**What the task asks:** Beginning with the line that mentions "This change makes", reproduce every line through the last line of the entries, exactly, and only those.

**Provided material:**
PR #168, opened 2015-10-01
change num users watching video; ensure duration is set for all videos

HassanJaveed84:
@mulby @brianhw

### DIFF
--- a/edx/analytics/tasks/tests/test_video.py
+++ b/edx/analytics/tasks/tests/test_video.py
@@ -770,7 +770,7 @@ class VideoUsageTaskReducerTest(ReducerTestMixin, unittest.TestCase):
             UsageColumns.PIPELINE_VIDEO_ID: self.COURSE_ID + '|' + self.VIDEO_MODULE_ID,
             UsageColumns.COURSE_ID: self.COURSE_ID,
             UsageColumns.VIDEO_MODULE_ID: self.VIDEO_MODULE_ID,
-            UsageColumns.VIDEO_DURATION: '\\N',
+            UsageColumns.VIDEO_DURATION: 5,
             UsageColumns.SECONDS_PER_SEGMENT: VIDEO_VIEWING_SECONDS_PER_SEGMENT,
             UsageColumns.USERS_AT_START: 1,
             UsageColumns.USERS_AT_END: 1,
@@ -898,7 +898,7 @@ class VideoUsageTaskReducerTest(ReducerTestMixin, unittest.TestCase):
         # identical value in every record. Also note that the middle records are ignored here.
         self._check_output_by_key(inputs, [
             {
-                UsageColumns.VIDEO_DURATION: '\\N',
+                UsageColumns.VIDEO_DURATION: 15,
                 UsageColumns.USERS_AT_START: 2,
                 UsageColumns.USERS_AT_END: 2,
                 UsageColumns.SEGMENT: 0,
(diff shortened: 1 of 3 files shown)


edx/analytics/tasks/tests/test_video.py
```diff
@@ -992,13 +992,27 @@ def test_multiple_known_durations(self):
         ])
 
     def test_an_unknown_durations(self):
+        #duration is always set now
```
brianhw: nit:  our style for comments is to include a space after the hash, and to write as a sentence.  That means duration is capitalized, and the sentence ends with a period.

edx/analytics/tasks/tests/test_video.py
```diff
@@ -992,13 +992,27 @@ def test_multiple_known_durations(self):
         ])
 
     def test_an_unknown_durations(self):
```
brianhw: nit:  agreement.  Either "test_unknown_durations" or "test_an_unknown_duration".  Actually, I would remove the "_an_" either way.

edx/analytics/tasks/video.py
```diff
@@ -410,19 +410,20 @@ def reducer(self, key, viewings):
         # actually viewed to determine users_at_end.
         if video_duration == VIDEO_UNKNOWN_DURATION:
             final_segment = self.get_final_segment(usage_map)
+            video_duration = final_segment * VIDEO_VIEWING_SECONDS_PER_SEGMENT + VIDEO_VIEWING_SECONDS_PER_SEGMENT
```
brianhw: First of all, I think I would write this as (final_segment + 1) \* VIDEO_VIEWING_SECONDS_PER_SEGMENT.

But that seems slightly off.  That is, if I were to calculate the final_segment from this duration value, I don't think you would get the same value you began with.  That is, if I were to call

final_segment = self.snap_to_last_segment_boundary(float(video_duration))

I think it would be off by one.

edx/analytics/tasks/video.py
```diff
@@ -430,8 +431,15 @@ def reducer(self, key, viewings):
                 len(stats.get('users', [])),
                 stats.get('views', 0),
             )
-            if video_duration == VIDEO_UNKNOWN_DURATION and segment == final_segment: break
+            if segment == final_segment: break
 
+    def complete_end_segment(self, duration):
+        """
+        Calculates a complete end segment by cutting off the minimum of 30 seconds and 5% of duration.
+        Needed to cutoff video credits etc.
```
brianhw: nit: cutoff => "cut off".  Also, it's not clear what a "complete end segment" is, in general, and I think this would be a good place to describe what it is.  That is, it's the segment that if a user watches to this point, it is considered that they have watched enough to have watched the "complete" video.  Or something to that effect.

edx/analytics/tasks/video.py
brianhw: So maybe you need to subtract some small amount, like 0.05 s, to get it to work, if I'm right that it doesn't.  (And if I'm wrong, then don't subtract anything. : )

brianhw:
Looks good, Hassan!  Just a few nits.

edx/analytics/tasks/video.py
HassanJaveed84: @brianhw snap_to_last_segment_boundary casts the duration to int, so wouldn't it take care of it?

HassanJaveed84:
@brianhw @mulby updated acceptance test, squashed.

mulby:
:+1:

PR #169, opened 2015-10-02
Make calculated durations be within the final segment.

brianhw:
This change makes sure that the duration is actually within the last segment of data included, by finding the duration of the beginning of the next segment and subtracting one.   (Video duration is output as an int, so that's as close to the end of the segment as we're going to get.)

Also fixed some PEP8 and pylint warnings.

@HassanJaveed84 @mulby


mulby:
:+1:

**Worked solution:**
This change makes sure that the duration is actually within the last segment of data included, by finding the duration of the beginning of the next segment and subtracting one.   (Video duration is output as an int, so that's as close to the end of the segment as we're going to get.)

Also fixed some PEP8 and pylint warnings.

@HassanJaveed84 @mulby


mulby:
:+1:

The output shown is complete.